Cette considération nous conduit tout naturellement à parler de François Alu. Le Rothbart de cette soirée n’est pas tant impressionnant par ses sauts (qui atteignent pourtant des sommets) que par sa capacité à varier la vitesse d’exécution et à toujours rester en situation. Durant sa variation, il est l’un des rares Rothbart à avoir le temps de jeter des regards de connivence à certains danseurs de l’assemblée en particulier, renforçant ainsi l’impression que le sombre magicien ne faisait sans doute qu’un avec le précepteur Wolfgang. La veille, distribué dans la Czardas, il avait créé tout un scénario-pantomime en introduction, derrière le corps de ballet, proposant le mariage – sans succès – à Léonore Baulac avant de se lancer dans son court solo.

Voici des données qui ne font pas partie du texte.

PR #1402, opened 2025-10-10
search jobs by states

hanouard:
## Motivation
Previously the API implicitly handled only one state. This feature enables richer dashboards and monitoring by allowing multi-state aggregation.


rdehuyss:
I'm sorry but as search is part of pro, we cannot accept this PR.

Typically contributions are first discussed in discussions to avoid these kind of misunderstandings.

PR #1405, opened 2025-10-20
Disable browser caching for `/api` endpoints

auloin:


core/src/main/java/org/jobrunr/dashboard/server/sse/SseExchange.java
```diff
@@ -17,7 +17,7 @@ public class SseExchange implements AutoCloseable {
     public SseExchange(HttpExchange httpExchange) throws IOException {
         this.writer = new BufferedWriter(new OutputStreamWriter(httpExchange.getResponseBody(), StandardCharsets.UTF_8));
         Headers responseHeaders = httpExchange.getResponseHeaders();
-        responseHeaders.add("Cache-Control", "no-cache,public");
+        responseHeaders.add("Cache-Control", "no-cache, no-store, private");
```
brainbaking, line 20: Does this mean we should also add/modify the appropriate headers for Spring in `JobRunrSpringSseController`? From what I understand the controller method returning an `SseEmitter` should also set the correct response header?

auloin: Those classes are not available in this repo but yes indeed we also need to add those to the embedded controllers in PRO.

PR #1406, opened 2025-10-20
Add CSP headers

auloin:


auloin:
> Not sure about this but what about the static file resource handlers for our compatible frameworks? They don't utilize `handle()` so I think we should also add that response header there

Those classes are not available in this repo but yes indeed we also need to add those to the embedded controllers in PRO.

gikaragia:
Hello @auloin @brainbaking, after upgrading to 8.3.1 from 7.5.x we can't access the dashboard anymore. All requests to retrieve static files are blocked:

Screenshot 2026-01-13 at 4 46 07 PM

It seems to me that this is a bug on Jobrunr, correct? Or is there a misconfiguration on our end? If it matters for prioritization, we own a Pro license.

auloin:
Hi @gikaragia, please send a mail to support@jobrunr.io and add enough info so we can reproduce this issue (how is your setup like, etc.).

auloin:
@gikaragia we haven't heard back from you. Do you still have this issue? It's really strange and we'd like to find out why it's happening.

gikaragia:
Hey @auloin, yes, the issue generally exists, but we have applied a custom fix to our installation to not block the upgrade. I have communicated the details as you requested by email to support@jobrunr.io

auloin:
@gikaragia something must have went wrong because we still can't find the email in our inbox. Do you mind trying again? Just in case, could you also CC developers@jobrunr.io?

gikaragia:
Sure @auloin! Forwarded it to developers@jobrunr.io

PR #1415, opened 2025-10-29
First support for Spring Boot 4

rdehuyss:


framework-support/jobrunr-spring-boot-4-starter/build.gradle
```diff
@@ -0,0 +1,146 @@
...
+                    }
+                }
+
+                withXml {
+                    def pomNode = asNode()
+                    pomNode.remove(pomNode.dependencyManagement)
+                    pomNode.dependencies.'*'.each() {
+                        if (it.optional.text() == 'true') {
+                            it.parent().remove(it)
+                        } else if (it.artifactId.text() == 'spring-boot-starter') {
```
auloin: Should we change to the bellow? I also wonder what will happen if it's not provided since it's not required anymore.
```suggestion
                        } else if (it.artifactId.text() == 'spring-boot-starter-classic') {
```

platform/build.gradle
```diff
@@ -57,7 +59,7 @@ dependencies {
         api 'org.testcontainers:testcontainers-db2:2.0.1'
         api 'org.testcontainers:testcontainers-mongodb:2.0.1'
         api 'com.microsoft.playwright:playwright:1.56.0'
-        api 'org.wiremock:wiremock:3.13.1'
+        api 'org.wiremock:wiremock-standalone:3.13.1'
```
auloin: @wgroeneveld why the switch to standalone? from the docs it seems to be designed to run as a separate process, which doesn't seem to be how we're using it.

core/src/main/java17/org/jobrunr/utils/mapper/jackson3/Jackson3JsonMapper.java
```diff
@@ -0,0 +1,67 @@
...
+    private final tools.jackson.databind.json.JsonMapper jsonMapper;
+
+    public Jackson3JsonMapper() {
+        var typeValidator = BasicPolymorphicTypeValidator.builder()
+                .allowIfSubType("org.jobrunr.")
+                .allowIfSubType("java.util.concurrent.")
+                .allowIfSubTypeIsArray()
+                .build();
+
+        this.jsonMapper = tools.jackson.databind.json.JsonMapper.builder()
```
auloin: Should we make this extendable by allowing the end user to pass a builder? Could their config conflict with our? For instance in case they change getters visibility...

framework-support/jobrunr-spring-boot-4-starter/build.gradle
auloin: I think this is something for @rdehuyss

platform/build.gradle
brainbaking: This is important as there are wiremock dependencies in `src/testFixtures` as I moved stuff to reuse it. Without standalone, the embedded Jetty container isn't there that's implicitly included because of other deps we have.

Son Rothbart flamboyant laissait cependant une place au Siegfried de Ganio. L’énergie de l’un mettait en valeur la ravissante clarté de ligne et le suspendu des sauts de l’autre : Ganio, « prince blanc », portant les couleurs de sa dame, était confronté non pas à un mais à deux noirs volatiles.
À l’acte quatre, il ne restait plus qu’à se laisser porter. Albisson-Odette, résignée, touchante et pathétique magnifiait le très bel adage final de Noureev. L’opposition des lignes « aspiration-résignation » fonctionnait à merveille.

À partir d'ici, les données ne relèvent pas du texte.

PR #1429, opened 2025-11-12
Add JSpecify annotations on public methods

timtebeek:
- CLA https://github.com/jobrunr/clabot-config/pull/65

As discussed last week: maybe some nullability annotations could help clarify where elements might be null.

- Public methods that `return null`, or return the response of a method known to be nullable, like `Map.get(K)`, now get a `@Nullable` added to their return type
- Public methods with arguments that are null checked in the method body, see `@Nullable` added to the corresponding parameters
- A handful of JetBrains nullable annotations are replaced with JSpecify

Based on an automation: https://docs.openrewrite.org/recipes/java/jspecify/jspecifybestpractices

### DIFF
--- a/core/src/main/java/org/jobrunr/scheduling/JobScheduler.java
+++ b/core/src/main/java/org/jobrunr/scheduling/JobScheduler.java
@@ -14,7 +14,7 @@ import org.jobrunr.jobs.lambdas.JobLambdaFromStream;
 import org.jobrunr.scheduling.carbonaware.CarbonAwarePeriod;
 import org.jobrunr.scheduling.interval.Interval;
 import org.jobrunr.storage.StorageProvider;
-import org.jspecify.annotations.Nullable;
+import org.jspecify.annotations.NonNull;
 
 import java.time.Duration;
 import java.time.Instant;
@@ -64,10 +64,8 @@ public class JobScheduler extends AbstractJobScheduler {
         this(storageProvider, new JobDetailsAsmGenerator(), jobFilters);
     }
 
-    public JobScheduler(StorageProvider storageProvider, @Nullable JobDetailsGenerator jobDetailsGenerator, List<JobFilter> jobFilters) {
+    public JobScheduler(StorageProvider storageProvider, @NonNull JobDetailsGenerator jobDetailsGenerator, List<JobFilter> jobFilters) {
         super(storageProvider, jobFilters);
-        if (jobDetailsGenerator == null)
-            throw new IllegalArgumentException("A JobDetailsGenerator is required to use the JobScheduler.");
         this.jobDetailsGenerator = jobDetailsGenerator;
         BackgroundJob.setJobScheduler(this);
     }
--- a/core/src/main/java/org/jobrunr/scheduling/carbonaware/CarbonAwareScheduleMargin.java
+++ b/core/src/main/java/org/jobrunr/scheduling/carbonaware/CarbonAwareScheduleMargin.java
@@ -1,5 +1,6 @@
 package org.jobrunr.scheduling.carbonaware;
 
+import org.jspecify.annotations.NonNull;
 import org.jspecify.annotations.Nullable;
 
 import java.time.Duration;
@@ -18,10 +19,7 @@ public class CarbonAwareScheduleMargin {
     private final Duration marginBefore;
     private final Duration marginAfter;
 
-    public CarbonAwareScheduleMargin(@Nullable Duration marginBefore, @Nullable Duration marginAfter) {
-        if (marginBefore == null || marginAfter == null) {
-            throw new IllegalArgumentException(format("Expected marginBefore (='%s') and marginAfter (='%s') to be non-null.", marginBefore, marginAfter));
-        }
+    public CarbonAwareScheduleMargin(@NonNull Duration marginBefore, @NonNull Duration marginAfter) {
         if (marginBefore.isNegative() || marginAfter.isNegative()) {
             throw new IllegalArgumentException(format("Expected marginBefore (='%s') and marginAfter (='%s') to be positive Durations.", marginBefore, marginAfter));
         }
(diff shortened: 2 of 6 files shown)


core/src/main/java/org/jobrunr/dashboard/server/http/url/RequestUrl.java
```diff
@@ -38,7 +39,7 @@ public Map<String, String> getParams() {
         return params;
     }
 
-    public String param(String paramName) {
+    public @Nullable String param(String paramName) {
         return params.get(paramName);
```
timtebeek, line 43: This is an example of where calling `.get(...)` on a `Map<String, String> params` results in the return type being nullable, as there's no hard guarantee that any `paramName` passed in would be present in the Map. If you know from context that is always the case then the annotation could be dropped.

core/src/main/java/org/jobrunr/jobs/details/instructions/BAStoreOperandInstruction.java
```diff
@@ -14,7 +15,7 @@ public void load() {
     }
 
     @Override
-    public Object invokeInstruction() {
+    public @Nullable Object invokeInstruction() {
         return null;
```
timtebeek, line 19: At least some of the implementations here use `return null`; would it make sense to pull up the annotation to the super class or interface for this method?

core/src/main/java/org/jobrunr/scheduling/JobScheduler.java
```diff
@@ -63,7 +64,7 @@ public JobScheduler(StorageProvider storageProvider, List<JobFilter> jobFilters)
         this(storageProvider, new JobDetailsAsmGenerator(), jobFilters);
     }
 
-    public JobScheduler(StorageProvider storageProvider, JobDetailsGenerator jobDetailsGenerator, List<JobFilter> jobFilters) {
+    public JobScheduler(StorageProvider storageProvider, @Nullable JobDetailsGenerator jobDetailsGenerator, List<JobFilter> jobFilters) {
         super(storageProvider, jobFilters);
         if (jobDetailsGenerator == null)
             throw new IllegalArgumentException("A JobDetailsGenerator is required to use the JobScheduler.");
```
timtebeek: This flow makes me doubt if we should even annotate the argument as nullable; what do you think about removing the `@Nullable` and this check + throw?

core/src/main/java/org/jobrunr/scheduling/carbonaware/CarbonAwareScheduleMargin.java
```diff
@@ -16,7 +18,7 @@ public class CarbonAwareScheduleMargin {
     private final Duration marginBefore;
     private final Duration marginAfter;
 
-    public CarbonAwareScheduleMargin(Duration marginBefore, Duration marginAfter) {
+    public CarbonAwareScheduleMargin(@Nullable Duration marginBefore, @Nullable Duration marginAfter) {
         if (marginBefore == null || marginAfter == null) {
             throw new IllegalArgumentException(format("Expected marginBefore (='%s') and marginAfter (='%s') to be non-null.", marginBefore, marginAfter));
         }
```
timtebeek: Same as above; it's odd seeing nullable + check + throws; What would you think of using `@NonNull` here instead? One can even add `@NullMarked` on an entire package as a way to avoid adding `@NonNull`.

timtebeek:
I've left some self review comments that will apply beyond just the cases pointed out, but figured get your input before continuing. I think it's done a decent job of discovering patterns where explicit null-ability could help.

rdehuyss:
@cla-bot check

core/src/main/java/org/jobrunr/scheduling/JobScheduler.java
```diff
@@ -63,10 +64,8 @@ public JobScheduler(StorageProvider storageProvider, List<JobFilter> jobFilters)
         this(storageProvider, new JobDetailsAsmGenerator(), jobFilters);
     }
 
-    public JobScheduler(StorageProvider storageProvider, JobDetailsGenerator jobDetailsGenerator, List<JobFilter> jobFilters) {
+    public JobScheduler(StorageProvider storageProvider, @NonNull JobDetailsGenerator jobDetailsGenerator, List<JobFilter> jobFilters) {
         super(storageProvider, jobFilters);
-        if (jobDetailsGenerator == null)
-            throw new IllegalArgumentException("A JobDetailsGenerator is required to use the JobScheduler.");
```
timtebeek, line 69: We now remove these types of checks after adding the `@NonNull` annotation, since they should not happen. The confusing alternative would be to annotate as `@Nullable`, and then throw whenever it is null. 🙃

core/src/main/java/org/jobrunr/scheduling/carbonaware/CarbonAwareScheduleMargin.java
```diff
@@ -16,18 +19,15 @@ public class CarbonAwareScheduleMargin {
     private final Duration marginBefore;
     private final Duration marginAfter;
 
-    public CarbonAwareScheduleMargin(Duration marginBefore, Duration marginAfter) {
-        if (marginBefore == null || marginAfter == null) {
-            throw new IllegalArgumentException(format("Expected marginBefore (='%s') and marginAfter (='%s') to be non-null.", marginBefore, marginAfter));
-        }
+    public CarbonAwareScheduleMargin(@NonNull Duration marginBefore, @NonNull Duration marginAfter) {
```
timtebeek, line 22: Optionally there's also the `@NullMarked` annotation which you can add to the entire package, meaning you only have to annotate nullable parameters, and can leave out these `@NonNull` annotations.

brainbaking: Hi Tim, as far as I understood checkers like NullAway that read JSpecify annotations, aren't they non null by default? Then null marked isn't needed?

timtebeek: If that's universal beyond NullAway then indeed we would not have to be explicit here. Just not sure if those defaults apply everywhere, or only when the package is annotated. I'm my case I have not used NullAway, but mostly Intellij IDEA.

rdehuyss:
Hi @timtebeek - could we have push access to your branch?

timtebeek:
> Hi @timtebeek - could we have push access to your branch?

Should be enabled! I tend to check out PRs via Intellij, which makes that easy

timtebeek:
As discussed I'll close this effort; it can always be recreated quickly if desired; Mostly we'd need to work out whether gradual adoption is ok, by for instance first and only annotating public methods that explicitly `return null`.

Le final fut bien un peu terni par Alu s’emberlificotant dans sa cape et s’agrippant ensuite à son casque comme un chauve à sa moumoutte. Ce souci d’intendance eut pu être réglé de manière plus élégante. Mais le désespoir de Ganio, comme englué dans la nuée de fumigènes, vint tout de même terminer sur une note de perfection cette bien belle représentation.
Eh bien! Je me trouve, pour la première fois depuis que je lis ce blog, en désaccord total avec une revue. Notamment sur notre Odette/Odile. Je ne suis pas un grand fan de Mlle Albisson, mais jusqu’à présent, sa plastique statuesque était parvenue à mes yeux à combler la faiblesse de ses interprétations et sa manière de danser si petit et si scolaire. Elle a notamment cette habitude de passer constamment ces bras par la première position, ce qui , pour le Lac, est rédhibitoire. Je n’ai pas vu une seule aile, pas un seul bec, pas un soupçon de sensibilité dans son Odette, et son Odile est tombée dans le même piège que beaucoup: réduite à une caricature de femme fatale qui fait passer Siegfried pour le dernier des abrutis, ou des aveugles. Celui de Mathieu Ganio, d’ailleurs, propose certes une belle intériorité, mais sa faiblesse technique l’empêche de se libérer complètement. François Alu en Rothbart ne propose peut-être pas la lecture du rôle la plus fidèle, mais au moins il propose quelque chose; et effectivement, alors que sa puissance technique est actuellement supérieure à celle de bien de ses collègues, ce n’est pas plus cela qu’on retient, mais une interprétation forte, dérangeante et personnelle.
Je regrette aussi que cette revue ne fasse point menton du corps de ballet féminin, tant il est celui qui, à mon avis, mérite tous les honneurs et toutes les fleurs: un ensemble parfait, inspiré, des petits et grands cygnes impeccable: oui, mes plus grandes émotions ce soir-là sont venus de ces 32 femmes, similaires mais uniques, sacrifiant leur gloire personnelle à l’anonymat du « corps », et créant quelques choses de plus grand qu’elles , un unique et immense cygne peut être, qui fascine et… apaise.
Noureev, il me semble, demandait à ses ballerines de passer par la première. Après, vous avez le droit de ne pas adhérer à l’interprétation d’Amandine Albisson.
Je ne comprends pas bien votre remarque sur Alu. Il me semble avoir montré que son interprétation était intéressante. sa gestion balourde du problème de cape à la fin n’en était que plus surprenante.
Je fais mention du corps de ballet. Les deux soirs où je l’ai vu (le 13 et le 14), les lignes côté jardin étaient légèrement incurvées. C’était gênant.
Joyeuses fêtes et bons prochains Lacs!